# The battle of the 7th Syms, Mahler's Versus Bruckner's



## paulbest (Apr 18, 2019)

So, whose 7th ranks higher than the other?
Also does Mahler 's 7th offer any passages as wonderful as the 2 codas in Bruckner's 7th, 1st and 4 th movements?


----------



## Littlephrase (Nov 28, 2018)

I love both symphonies equally; however, they inhabit different worlds. In my mind, the Mahler is more earthbound. There is anger, sarcasm, anguish; romanctic serenades, grotesque marches, bird calls, pastoral cowbells, images of night and dawn etc. It’s almost a tone poem in the vein of Strauss. 

On the other hand, the Bruckner is solemn, reverent and otherworldly. 

Mahler’s instrumentation is also stranger and more individual. Guitars, mandolins, tenorhorns, cowbells and other weird percussion choices. Bruckner is a traditionalist in this regard.

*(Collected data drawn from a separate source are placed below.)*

PR #176, opened 2022-12-20
CreateOperation should only be implemented alongside ExistenceCheck

maxb:
See hashicorp/vault#18492

### DIFF
--- a/path_config.go
+++ b/path_config.go
@@ -88,7 +88,6 @@ then this plugin will use kubernetes.io/serviceaccount as the default issuer.
 		},
 		Callbacks: map[logical.Operation]framework.OperationFunc{
 			logical.UpdateOperation: b.pathConfigWrite,
-			logical.CreateOperation: b.pathConfigWrite,
 			logical.ReadOperation:   b.pathConfigRead,
 		},
 
--- a/path_config_test.go
+++ b/path_config_test.go
@@ -51,7 +51,7 @@ func TestConfig_Read(t *testing.T) {
 	}
 
 	req := &logical.Request{
-		Operation: logical.CreateOperation,
+		Operation: logical.UpdateOperation,
 		Path:      configPath,
 		Storage:   storage,
 		Data:      data,
@@ -91,7 +91,7 @@ func TestConfig(t *testing.T) {
 	}
 
 	req := &logical.Request{
-		Operation: logical.CreateOperation,
+		Operation: logical.UpdateOperation,
 		Path:      configPath,
 		Storage:   storage,
 		Data:      data,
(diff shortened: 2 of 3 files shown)


benashz:
I suppose an alternative approach would be to add the proper `ExistenceCheck` function, and preserve the backend's current behavior.  I wonder if you had considered that approach?

maxb:
This PR **does** preserve the backend's current behaviour. Applying it will not change the behaviour of the API that users experience.

It is not clear to me what you would consider to be a proper `ExistenceCheck` for a `/config` endpoint. I'd consider that to be no `ExistenceCheck`, because from the user perspective, they "create" the backend when they enable/mount it, and then they "update" the configuration of it - whilst the first ever write of a backend's config following mounting will be a create from the perspective of Vault's logical storage layer, I don't think users see it that way.

Vault is not very consistent in this though - I did a quick assessment of the capabilities supported by existing /config endpoints in Vault:

update only:

- /auth/cert/config
- /auth/gcp/config
- /auth/github/config
- /auth/jwt/config
- /auth/kerberos/config
- /auth/kubernetes/config
- /auth/ldap/config
- /gcp/config
- /identity/oidc/config
- /kv-v2/config
- /mongodbatlas/config

update and delete:

- /auth/cf/config
- /ad/config
- /alicloud/config
- /kubernetes/config

create and update:

- /auth/centrify/config
- /auth/okta/config
- /auth/radius/config

create, update and delete:

- /auth/azure/config
- /auth/oci/config
- /azure/config
- /gcpkms/config
- /openldap/config
- /terraform/config

benashz:
> This PR **does** preserve the backend's current behaviour. Applying it will not change the behaviour of the API that users experience.

I was more thinking of the behavior expected by the user, in the case of the create flow w.r.t ACL policies.

> 
> It is not clear to me what you would consider to be a proper `ExistenceCheck` for a `/config` endpoint. I'd consider that to be no `ExistenceCheck`, because from the user perspective, they "create" the backend when they enable/mount it, and then they "update" the configuration of it - whilst the first ever write of a backend's config following mounting will be a create from the perspective of Vault's logical storage layer, I don't think users see it that way.

No configuration exists in the storage is the case I was thinking of.

> 
> Vault is not very consistent in this though - I did a quick assessment of the capabilities supported by existing /config endpoints in Vault:

Definitely true. It would be ideal if there was one common model being followed, but that is not always possible.

maxb:
> I was more thinking of the behavior expected by the user, in the case of the create flow w.r.t ACL policies.

Yes, this is preserved unchanged.

benashz (approved):
LGTM!

PR #1839, opened 2018-10-12
Fix config fetching logic

artursmirnov:
Context: https://travisci.slack.com/archives/CD38XGFGU/p1539344280000100

Example: https://travis-ci.org/junit-team/junit5/jobs/440495645/config - config does not load. 

As per investigation, `job-config-fetcher` service fetched builds by `job.build.id`, but `build` is an async relationship on `job`, which caused querying builds with `id: undefined` for unresolved builds.

### DIFF
--- a/app/adapters/job.js
+++ b/app/adapters/job.js
@@ -1,7 +1,7 @@
 import V3Adapter from 'travis/adapters/v3';
 
 export default V3Adapter.extend({
-  includes: 'build.request,build.commit,build.created_by',
+  includes: 'build.request,build.commit,build.created_by,job.config',
 
   coalesceFindRequests: true,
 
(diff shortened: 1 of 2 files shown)


app/adapters/job.js
```diff
@@ -1,7 +1,7 @@
 import V3Adapter from 'travis/adapters/v3';
 
 export default V3Adapter.extend({
-  includes: 'build.request,build.commit,build.created_by',
+  includes: 'build.request,build.commit,build.created_by,job.config',
```
drogus: I think that this line should be reverted. The whole idea of fetching config lazily is to not always include it as it is adding an extra work for the server and we only need it when viewing a job.

drogus:
I think that the diagnosis may be slightly wrong here. Even if a build is loaded asynchronously, a build id should be always available when a job is loaded. This is also true when a build is still a promise object, fetching `build.id` should still work.

PR #1843, opened 2018-10-15
Update the 'owner' page repos list

sorta:


joshk:
This is looking great!

I think the whitespace above and below the text needs to be trimmed a little. @Nat-ess can you take a look when you have a moment?

Nat-ess:
Thanks for this!

@joshk is right, the spacing below and above is larger than what we want it to be. This container should be the same height and have the same padding as "Active Repositories" on dashboard ( `21px` padding all around). I also notice that the icons on either side of the commit ref are underlined when you hover over them, and it should only be the ref copy thats underlined here.

artursmirnov:
@sorta the design update looks great! Thanks for working on this! Although I have noticed some minor alignment issues:

image

It's on Chrome `Version 70.0.3538.67 (Official Build) (64-bit)`, Windows 10.

Nat-ess:
Thanks for catching that @artursmirnov.

sorta:
I agree, thanks for catching that @artursmirnov ! I'll look into this today, it should be an easy thing to fix.

PR #1845, opened 2018-10-16
Add notice about support for windows builds

artursmirnov:
Suggestion: https://travisci.slack.com/archives/C1FAZPJNP/p1539297161000100

Here's how it looks like:
image

The link is only shown for `windows` jobs. Here's an example of one: https://as-windows-support-link-v2.test-deployments.travis-ci.org/yargs/yargs/jobs/440203815

### DIFF
--- a/app/templates/components/job-infrastructure-notification.hbs
+++ b/app/templates/components/job-infrastructure-notification.hbs
@@ -16,7 +16,10 @@
 {{#if isWindows}}
   {{#notice-banner}}
     Windows builds are in early access stage. Please head to the
-    <a href='https://travis-ci.community/c/windows' target='_blank'>Travis CI Community</a>
+    {{external-link-to
+      content='Travis CI Community'
+      href='https://travis-ci.community/c/windows'
+    }}
     forum to get help or post ideas.
   {{/notice-banner}}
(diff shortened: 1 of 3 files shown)


app/templates/components/job-infrastructure-notification.hbs
```diff
@@ -12,3 +12,11 @@
     {{/if}}
   {{/if}}
 {{/unless}}
+
+{{#if isWindows}}
+  {{#notice-banner}}
+    Windows builds are in early access stage. Please head to the
+    <a href='https://travis-ci.community/c/windows' target='_blank'>Travis CI Community</a>
```
clekstro: You could use the `{{external-link-to}}` here to shorten things up and add the necessary `rel` attrs. See https://www.jitbit.com/alexblog/256-targetblank---the-most-underestimated-vulnerability-ever/ for more details of why we added that component.

artursmirnov: Wow, I never thought about that! Thanks for sharing the article. And even Same-origin policy seems to [allow `location` changes](https://developer.mozilla.org/en-US/docs/Web/Security/Same-origin_policy#Window)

However, more to your point: Mahler has many fantastic passages in his Seventh. Namely, the sublime middle section of the opening Langsam initiated by the harp glissandi. Also, the amazing “bird-call” woodwinds in the opening of the second movement.


----------



## MarkW (Feb 16, 2015)

Do I have to like one of them?


----------



## paulbest (Apr 18, 2019)

MarkW said:


> Do I have to like one of them?


No
only asking , can Mahler deliver a section which equals the 2 codas of Bruckner's 1 and 4 movements. 
Spectacular , when done right. 
Pity we have Furtwrangler's is such poor sound quality,, What happened to DDD sound quality back then, early 50's? Pity they never used Digital on that 52 recording. or was it 49?


----------